The study identified the emergence of SARS-CoV-2 lineage A.23.1 in Uganda. Lineage A.23.1 was first detected in late October 2020 and became the dominant lineage by December 2020-January 2021, accounting for 90% of the sequenced genomes. Lineage A.23.1 arose from lineage A.23. Initially observed in prison outbreaks, A.23 later spread across Uganda. A.23.1 exhibited several amino acid changes in the spike protein, including changes at positions 613 and 681 (similar to changes observed in VOCs). These changes may increase infectivity and furin cleavage. Additional changes were observed in the N-terminal domain, known to be a target of immune selection. Importantly, some A.23.1 sequences carried the E484K mutation in the receptor-binding domain, potentially impacting vaccine efficacy. Analysis of non-spike proteins (nsp6, ORF8, and ORF9) also revealed changes similar to those seen in VOCs. The A.23.1 lineage was also detected in 26 other countries, suggesting its potential for global spread.

The emergence and rapid spread of A.23.1 in Uganda mirrors the patterns observed with other VOCs, suggesting that local evolution and subsequent spread might be a common feature of SARS-CoV-2. The similarities in spike protein changes (particularly at positions 613 and 681 and the N-terminal domain), as well as changes in non-spike proteins (nsp6, ORF8, ORF9) between A.23.1 and VOCs warrant further investigation into potential functional consequences. The presence of the E484K mutation in some A.23.1 sequences is concerning due to its potential to compromise vaccine efficacy. The findings highlight the importance of ongoing genomic surveillance to detect and characterize emerging variants and assess their potential impact on public health strategies.

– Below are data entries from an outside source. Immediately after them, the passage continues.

Issue #15444, opened 2020-09-09
Remove `Addon.total_downloads` field


willdurand:
We can remove the `total_downloads` field now that it isn't updated/used anymore.

ioanarusiczki:
@willdurand I think I can mark this verified since I did not find anything broken after the code removal and look in more detail on downloads for https://github.com/mozilla/addons-server/issues/15213

PR #15445, opened 2020-09-09
Remove code related to total_downloads

willdurand:
Fixes https://github.com/mozilla/addons-server/issues/15444


willdurand:
cc @diox

src/olympia/addons/migrations/0020_auto_20200909_1302.py
```diff
@@ -0,0 +1,20 @@
...
+
+
+class Migration(migrations.Migration):
+
+    dependencies = [
+        ("addons", "0019_auto_20200901_1459"),
+    ]
+
+    operations = [
+        migrations.AlterField(
```
bobsilverberg, line 13: Interesting. So removing a field from a model doesn't cause a migration that deletes the field from the db, but rather just makes it nullable?

bobsilverberg (approved):
Looks good, thanks @willdurand. There sure are a lot of fixtures, aren't there?

src/olympia/addons/migrations/0020_auto_20200909_1302.py
willdurand: No, I had to generate the migration for that before I removed the field in the class. When deleting a field in the class, it creates a migration that performs the column deletion in the DB but I don't want it here. It will be done in a different push (see #15446)

Issue #15213, opened 2020-08-06
Use `hashed_guid`/`hashed_addon_id` for the download stats


willdurand:
BQ will expose a `hashed_addon_id` column instead of the currently exposed `addon_id`. We introduced a `hashed_guid` field on the `AddonGUID` model in #15189. This issue is about using hashes to query the download stats (in `stats/utils.py`) as well as updating the CRON job for the weekly downloads.

For QA: this issue should make the new download stats work again in -dev and it would be great to have extensive verification so that we can enable the new download stats in prod by the end of this month (September 2020).

ioanarusiczki:
@willdurand I found 4 testing samples where I can see daily downloads and the weekly downloads in the overview. 
https://addons-dev.allizom.org/en-US/firefox/addon/facebook-container/statistics/?last=7
https://addons-dev.allizom.org/en-US/firefox/addon/firefox-color/statistics/?last=30
https://addons-dev.allizom.org/en-US/firefox/addon/private-relay/statistics/?last=90

The forth one below is the one I deleted for https://github.com/mozilla/addons-server/issues/15189 and resubmitted. There was 0 weekly downloads but now it's been updated, ADU is still 0 but I think that will be updated too after a cron task run. (i'll re-check)
https://addons-dev.allizom.org/en-US/firefox/addon/statistics-reloaded/statistics/?last=365

ioanarusiczki:
@willdurand What is the difference between the weekly downloads and the last 7 days? Shouldn't they show the same numbers?
It's similar for ADU too.

An example, https://addons-dev.allizom.org/en-US/firefox/addon/facebook-container/statistics/?last=7

![7 days](https://user-images.githubusercontent.com/33448286/93177752-f132f080-f73b-11ea-8fc4-2b7af4cf898a.png)

ioanarusiczki:
@willdurand the [PRD](https://docs.google.com/document/d/1TuMqhEWNlCNDQRgqFywpJvDHTTNjnAq7-3BAXtoFLQ4/edit) says that the tracking is not desired for the unlisted addons. [The stats](https://addons-dev.allizom.org/en-US/firefox/addon/a636b7e141c14ccca7d4/statistics/?last=7) for unlisted add-ons also display the Downloads and it's sub-categories. Is that expected? (because it will never provide any information)

willdurand:
> What is the difference between the weekly downloads and the last 7 days? Shouldn't they show the same numbers?
> It's similar for ADU too

[...]

PR #15447, opened 2020-09-09
Use `hashed_guid`/`hashed_addon_id` for the download stats

willdurand:
Fixes https://github.com/mozilla/addons-server/issues/15213

---

This patch updates the stats code to make it compatible with the latest version of the "installs" view in BigQuery.

### DIFF
--- a/src/olympia/addons/tasks.py
+++ b/src/olympia/addons/tasks.py
@@ -291,11 +291,11 @@ def update_addon_weekly_downloads(data):
 
     for hashed_guid, count in data:
         try:
-            addon = AddonGUID.objects.get(hashed_guid=hashed_guid).addon
-        except AddonGUID.DoesNotExist:
+            addon = Addon.objects.get(addonguid__hashed_guid=hashed_guid)
+        except Addon.DoesNotExist:
             # The processing input comes from metrics which might be out of
             # date in regards to currently existing add-ons.
-            log.info('Got a weekly_downloads update (%s) but the add-on GUID '
+            log.info('Got a weekly_downloads update (%s) but the add-on '
                      'doesn\'t exist (hashed_guid=%s).', count, hashed_guid)
             continue
 
--- a/src/olympia/addons/tasks.py
+++ b/src/olympia/addons/tasks.py
@@ -289,14 +289,14 @@ def update_addon_hotness(averages):
 def update_addon_weekly_downloads(data):
     log.info('[%s] Updating add-ons weekly downloads.', len(data))
 
-    for addon_guid, count in data:
+    for hashed_guid, count in data:
         try:
-            addon = Addon.objects.get(guid=addon_guid)
-        except Addon.DoesNotExist:
+            addon = AddonGUID.objects.get(hashed_guid=hashed_guid).addon
+        except AddonGUID.DoesNotExist:
             # The processing input comes from metrics which might be out of
             # date in regards to currently existing add-ons.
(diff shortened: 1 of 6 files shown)


src/olympia/addons/tasks.py
```diff
@@ -289,14 +289,14 @@ def update_addon_hotness(averages):
 def update_addon_weekly_downloads(data):
     log.info('[%s] Updating add-ons weekly downloads.', len(data))
 
-    for addon_guid, count in data:
+    for hashed_guid, count in data:
         try:
-            addon = Addon.objects.get(guid=addon_guid)
-        except Addon.DoesNotExist:
+            addon = AddonGUID.objects.get(hashed_guid=hashed_guid).addon
```
eviljeff, line 294: You'll need some extra filtering on this - `AddonGUID` contains _all_ instances of a `GUID` being used and you just want the most recent addon instance rather than previous deleted ones.

I guess for _downloads_ you can just filter out deleted addons - all of the addons might have been deleted - but deleted addons don't get downloads.  (unlike ADU when you do want to keep updating the stats for admin purposes).

src/olympia/addons/tests/test_tasks.py
```diff
@@ -164,8 +164,8 @@ def test_update_addon_weekly_downloads():
 def test_update_addon_weekly_downloads_skips_non_existent_addons():
     addon = addon_factory(weekly_downloads=0)
     count = 123
-    invalid_addon_guid = 'does.not@exist'
-    data = [(invalid_addon_guid, 0), (addon.guid, count)]
+    invalid_hashed_guid = 'does.not@exist'
+    data = [(invalid_hashed_guid, 0), (addon.addonguid.hashed_guid, count)]
     assert addon.weekly_downloads == 0
```
eviljeff, line 170: Can we have a test that includes previous deleted instances of the same guid in AddonGUID to make sure the correct Addon instance is updated.

src/olympia/addons/tasks.py
eviljeff: `.get()` would have failed when there were multiple AddonGUID with the same guid (hashed_guid)

eviljeff (commented):
Is this just use for download stats (not ADU?)

willdurand:
> Is hashed_addon_id just used for download stats (not ADU?)

Yes.

src/olympia/addons/tasks.py
willdurand: Do I simply have to exclude `addon=None`?

willdurand: I am confused, how can we retrieve the last/current add-on?

src/olympia/addons/tests/test_tasks.py
willdurand: If I can understand what that means in practice, yeah. See above.

src/olympia/addons/tasks.py
eviljeff: The easiest way is probably just to rely on the Addon objects manager (like now) that filters out non-deleted addons.  So it'd be `Addon.objects.get(addonguid__hashed_guid=hashed_guid)`

src/olympia/addons/tests/test_tasks.py
eviljeff: create and delete an addon before `addon` above that has the same guid

eviljeff (approved):

PR #15448, opened 2020-09-09
Extend ?promoted= addon api filter to support multiple groups

### LINKED ISSUE #15432: allow API to filter by multiple promoted groups at once
from https://github.com/mozilla/addons-server/issues/15272#issuecomment-685924200

> In order to be able to search for "Reviewed", as discussed above, we would need to be able to specify ?promoted=recommended,verified,line

Note it'd be `?promoted=recommended,sponsored,verified,line` because the sponsored and verified are still differentiated in the api (if there is a request to actually combine the groups rather than just hide the difference in addons-frontend for now please file an issue)

There was an alternative suggestion from @bobsilverberg too:
> We could probably implement a ?promoted=reviewed argument, which the server would understand to be the same as ?promoted=recommended,verified,line

Effectively that's allowing filtering by promoted group _feature_ rather than the group itself (all groups where `.pre_review is True`) which is an interesting idea.  It's doable?  Not sure how much benefit there would be for consumers of the API though - they wouldn't need a change if the groups which were reviewed was changed... but there would probably be other changes needed so 🤷 

@jvillalobos in the issue (and PRD) you've said "Reviewed" is Recommended, Verified (& Sponsored), and Line, but Spotlight is also reviewed, it's just not badged.  Is this an oversight, or is "Reviewed" more "Badged"?

eviljeff:
fixes #15432 + refactors search/filters.py a little so all the comma separated value filters use the same logic.

### DIFF
--- a/src/olympia/search/tests/test_filters.py
+++ b/src/olympia/search/tests/test_filters.py
@@ -14,7 +14,7 @@ from olympia import amo
 from olympia.amo.tests import TestCase
 from olympia.constants.categories import CATEGORIES
 from olympia.constants.promoted import (
-    ENABLED_PROMOTED_GROUPS_BY_ID, RECOMMENDED)
+    VALID_PROMOTED_GROUPS_BY_ID, RECOMMENDED, LINE, SPOTLIGHT)
 from olympia.search.filters import (
     ReviewedContentFilter, SearchParameterFilter, SearchQueryFilter,
     SortingFilter)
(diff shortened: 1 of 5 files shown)


src/olympia/search/tests/test_filters.py
```diff
@@ -838,7 +838,7 @@ def test_search_by_author(self):
         filter_ = qs['query']['bool']['filter']
         assert len(filter_) == 1
         should = filter_[0]['bool']['should']
-        assert {'terms': {'listed_authors.id': ['123', '456']}} in should
+        assert {'terms': {'listed_authors.id': [123, 456]}} in should
```
eviljeff, line 841: I note this change in the ES query but using the integers seems more "correct" anyway?

diox: Both should work equally

diox (approved):

PR #15449, opened 2020-09-09
Update 0006_auto_20200819_0951.py

eviljeff:
follow up for #15331 to force affected addons to be reindexed


src/olympia/promoted/migrations/0006_auto_20200819_0951.py
```diff
@@ -14,6 +15,20 @@ def make_recommended_firefox_only(apps, schema_editor):
     for promo in qs:
         promo.application_id = amo.FIREFOX.id
         promo.save()
+    if qs.count():
```
diox, line 18: `.exists()` would have been enough, or even storing `[promoted.addon_id for promoted in qs]` into a variable and checking that variable, but this should be good enough.

diox (approved):

src/olympia/promoted/migrations/0006_auto_20200819_0951.py
eviljeff: it would, but the for loop above would have cached the query response so `.count()` is pretty much the same as `.exists()` then.

Issue #15454, opened 2020-09-10
Remove `?src=` in download urls (files)


willdurand:
We append a `src` query parameter to all file urls. We don't need this anymore as we are going to use UTM query params instead but not on the file urls themselves.

AlexandraMoga:
I was able to download files from DevHub, Rev Tools and Admin tools, which, I think, are the areas affected by this issue.
I filed #15479 as a follow up, but I'm not sure that it is indeed a regression from this patch.

PR #15457, opened 2020-09-10
Remove src query parameter in download links

willdurand:
Fixes https://github.com/mozilla/addons-server/issues/15454


bobsilverberg (approved):
Looks good. Just wondering, why was `src/olympia/files/fixtures/files/jetpack.xpi` added?

r+wc

willdurand:
> why was `src/olympia/files/fixtures/files/jetpack.xpi` added?

ugh, I removed it. Maybe that was removed recently?

PR #15469, opened 2020-09-11
allow random addon sort to be used with promoted filter

### LINKED ISSUE #15462: Update the logic for random sort to use promoted rather than recommended
There is some logic in [`filter_queryset` in `SortingFilter`](https://github.com/mozilla/addons-server/blob/master/src/olympia/search/filters.py#L900-L926) which is designed to protect against a sort of `random` being requested without an accompanying `featured` or `recommended` param. This logic should be updated to look for the `promoted` param, rather than the `recommended` param.

eviljeff:
fixes #15462


diox (approved):

bobsilverberg:
Thanks for taking care of this so quickly, @eviljeff!

PR #15471, opened 2020-09-12
Added GitHub Sponsor to contributors domain

conema:


eviljeff:
@jvillalobos to approve.  It's a little annoying that there isn't a specific (sub)domain - I guess we'll just have to trust that developers won't just stick their main github repo url in the contributions url setting.

jvillalobos:
Yeah, I am also concerned that this is so open ended. The link could be pointing to a Readme or some other file that attempts to phish users. I think in order to accept this we would need to at least validate the URL is in `https://github.com/sponsors/`, which would make an exception on how we deal with this validation now.

jvillalobos (changes requested):
I think the next step here is to file an issue to figure out how to make this exception.

eviljeff:
yeah.  Issues can be filed here: https://github.com/mozilla/addons-server/issues/new @conema - I don't know how much work it'll be to expand the simplistic list of domains to require specific paths (for some domains?).  Anyway, discussion in that issue.  Closing this PR.

PR #15478, opened 2020-09-14
add ?promoted=badged search filter

### LINKED ISSUE #15468: add meta promoted=badged group in addons api
Currently if a consumer of the addons api (e.g. addons-frontend) wants to filter by all add-ons that are supposed to badged (exposed as being reviewed by Mozilla) it has to know which promoted groups have that property and then specify all of those groups as `?promoted=recommended,verified,sponsored,line`.  If we have a `?promoted=badged` filter then the consumer of the api can make a simpler query that isn't dependent on identical logic being maintained on addons-server and addons-frontend.

eviljeff:
fixes #15468


bobsilverberg (approved):
Looks good, thanks for taking this on @eviljeff!

PR #15480, opened 2020-09-14
Remove/fix more instances of `src` being passed to file download url

### LINKED ISSUE #15479: Admin activity log is broken (again)
Open the Admin activity log at https://addons-internal.dev.mozaws.net/en-US/admin/models/activity/activitylog/

### What happened?
A 500 server error

The activity log page is opened

Last time the activity log was broken it had something to do with files and the removal of the legacy file viewer - see #15291. The only closed issue that touched files now is #15454 I think?

diox:
Fixes #15479

### DIFF
--- a/src/olympia/devhub/templates/devhub/includes/version_file.html
+++ b/src/olympia/devhub/templates/devhub/includes/version_file.html
@@ -1,6 +1,6 @@
 <tr>
   <td>
-    <a href="{{ file.get_absolute_url('devhub') }}">
+    <a href="{{ file.get_absolute_url() }}">
       {{ file.pretty_filename() }}</a>
   </td>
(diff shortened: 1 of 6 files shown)


src/olympia/devhub/templates/devhub/includes/version_file.html
```diff
@@ -1,6 +1,6 @@
 <tr>
   <td>
-    <a href="{{ file.get_absolute_url('devhub') }}">
```
diox, line 3: This and below didn't fail, but caused the files to be sent as attachment instead... (because it was then passed as `attachment='devhub'`, which evaluates to `True`.)

willdurand (approved):
:facepalm:

PR #22958, opened 2025-01-02
Fix python version used by dependabot

diox:
Fixes mozilla/addons#15265 (hopefully)


eviljeff:
Although we probably want to document this magic file/value somewhere we'd notice, for when python3.12 moves out of security support...

diox:
I've added a comment in the file, which [should be supported](https://github.com/dependabot/dependabot-core/pull/9519). I'm not too worried about finding that file in the future when upgrading Python, I would expect us to grep for `3.12` when upgrading, and that should happen way before 3.12 goes out of support.

PR #22967, opened 2025-01-03
Refactor ContentDecision to be used consistently

eviljeff:
Fixes: mozilla/addons#15220

### Description

Significant refactoring of how we create `ContentDecision`s, and how they're "processed", so we can a) use a single workflow for decisions that originate in Cinder and the reviewer tools.

With this patch we no longer call the task with an activity log and create the `ContentDecision` later - instead we create the `ContentDecision` in `record_decision` and pass that id.  

The main changes are 
- in abuse/models.py 
  - CinderJob.resolve_job is no more - all the code is in ContentDecision; 
  - the cinder functionality in notify_reviewer_decision is now in report_to_cinder; 
  - and execute_action_and_notify - nee process_action - can handle decisions from anywhere
- and then in reviewers/utils
  - record_decision creates the ContentDecision and then creates the activity log before triggering the task

### Context

One of the blockers to be able to hold and release decisions made via the reviewer tools.  Also contributes to us having less separate code-paths we have to maintain.

### Testing

Mainly these changes impact reviewer tools originated decisions, so to focus on that:
- reject a version in the reviewer tools
- see the developer receives the expected email notification, that includes the version numbers + review text (the policy text from the policies should not be repeated in the email text)
  - (more advanced case: delay reject and reject multiple versions instead)
- repeat while resolving a cinder job at the same time
  - to get a CinderJob, report an add-on for abuse inside the add-on, as a policy violation
  - the outstanding job should create a NeedsHumanReview that causes the add-on to be in the review queue
- the add-on should be cleared from the queue after the review
- abuse reporter should get an email (as before) too

To verify processing decisions originated in Cinder hasn't regressed:
- report an add-on for abuse on the AMO detail page or under another policy so it appears in the Cinder queue for extension abuse
- make a decision to disable the add-on in Cinder
- replay that decision locally
- check the add-on was disabled, and the emails were sent to the reporter and developer as now.

### Checklist


src/olympia/reviewers/utils.py
```diff
@@ -1441,10 +1463,24 @@ def reject_multiple_versions(self):
...
+                log.info('Sending email for %s' % (self.addon))
+                self.record_decision(
+                    action_id,
+                    log_action_kw={
+                        'versions': versions,
+                        'timestamp': now,
+                        'user': user,
+                        'extra_details': extra_details,
+                    },
+                )
```
eviljeff, line 1483: This is one part I'm not completely happy with: it works, but ends up creating separate decisions - and sending separate emails - for the different users and activity types.  I feel at least the different users can be combined.

diox: Ultimately, aren't those decisions separate anyway ? They were made at different times, we are just applying them together.

eviljeff: Originally, yes - and for each of the (delayed) rejection decisions they would have gotten an email at the time.  It's just whether we attempt to combine the eventual takedown into a single (or fewer) decisions.  But unless you feel very strongly that we need a single decision and email we can decide what else (if anything) to do in a follow-up.

diox: I feel (not very strongly) that multiple decisions is fine - the fact that it results in multiple emails is annoying but not the end of the world. IMHO this is an edge case anyway, that we don't really need to worry about too much.

src/olympia/abuse/models.py
```diff
@@ -1233,130 +1204,100 @@ def appeal(self, *, abuse_report, appeal_text, user, is_reporter):
...
-            action_helper.notify_owners(log_entry_id=getattr(log_entry, 'id', None))
-            self.save(update_fields=('action_date',))
-        else:
-            action_helper.hold_action()
+
+            if self.addon_id:
+                details = (log_entry and log_entry.details) or {}
+                # Using 'reviewtype' is a bit of a hack to allow us to differentiate
+                # decisions from the reviewer tools, because it's only set there.
+                from_reviewer_tools = 'reviewtype' in details
```
diox, line 1259: Don't love this... It's fairly fragile. Not that much better but could we use `human_review` instead ? `reviewtype` is kinda obsolete these days...

At the minimum add a comment in `ReviewBase.log_action()` to make sure we continue setting this in the future...

diox (approved):

src/olympia/abuse/models.py
eviljeff: mmm, forgot the comment.  I'll add it with https://github.com/mozilla/addons/issues/1982

PR #22972, opened 2025-01-06
Change Wording of Escalated Appeals in Version History

chrstinalin:
Fixes: mozilla/addons#14809

### Description

Adds CINDER_APPEAL_ESCALATION to distinguish appeal escalations.

### Checklist


src/olympia/abuse/cinder.py
```diff
@@ -515,10 +515,10 @@ def flag_for_human_review(self, *, related_versions, appeal=False, forwarded=Fal
         from olympia.reviewers.models import NeedsHumanReview
 
         waffle_switch_name = (
-            'dsa-appeals-review'
-            if appeal
-            else 'dsa-cinder-forwarded-review'
+            'dsa-cinder-forwarded-review'
             if forwarded
+            else 'dsa-appeals-review'
+            if appeal
```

This study demonstrates the emergence and rapid spread of a novel SARS-CoV-2 lineage A.23.1 in Uganda with characteristics similar to other VOCs. The findings underscore the need for continuous genomic surveillance to monitor viral evolution and assess the potential for immune escape and reduced vaccine efficacy. Further research is needed to fully elucidate the clinical implications of A.23.1 and its response to current COVID-19 vaccines. This should include detailed epidemiological studies linking genetic changes to clinical outcomes and functional studies characterizing the effects of identified mutations on viral infectivity, immune evasion, and vaccine efficacy.

This study has limitations due to resource constraints in the study region. The number of sequenced genomes (322) represents a small fraction of the total number of cases in Uganda (40,000+). While the sampling covered multiple geographical locations across the country, limitations in testing capacity and surveillance might have resulted in an underrepresentation of certain lineages. While stringent quality control measures were implemented, the use of MinION sequencing technology has its inherent error profile, although it is now widely used for SARS-CoV-2 genome sequencing. The evolutionary pathway proposed may not reflect the full picture, as the data may not cover the full evolutionary landscape in the studied region. Alternative evolutionary pathways in other unsampled countries might have also contributed to the observed lineage spread.